**Task prompt**
All lines holding the word "good" in the listing below need to be copied.
= Beginning of Section =
PR #89266, opened 2021-09-26
Move ICH to rustc_query_system

cjgillot:
Based on https://github.com/rust-lang/rust/pull/89183

The StableHashingContext does not need to be in rustc_middle.

This PR moves it to rustc_query_system. This will avoid a dependency between rustc_ast_lowering and rustc_middle in https://github.com/rust-lang/rust/pull/89124.


davidtwco (commented):
This all seems sensible to me, but I'll reassign to get another opinion.

cjgillot:
Actually, putting it in rustc_query_system would be more consistent.

michaelwoerister (approved):

michaelwoerister:
Looks good to me. Thanks, @cjgillot!

Let's do a perf run for good measure:
@bors try @rust-timer queue

If that doesn't yield any surprises, r=davidtwco,michaelwoerister after rebasing and updating the PR message.

michaelwoerister:
Performance looks good now 👍 

@bors r+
= End of Section =
**Response for this exercise**
Looks good to me. Thanks, @cjgillot!
Let's do a perf run for good measure:
Performance looks good now 👍 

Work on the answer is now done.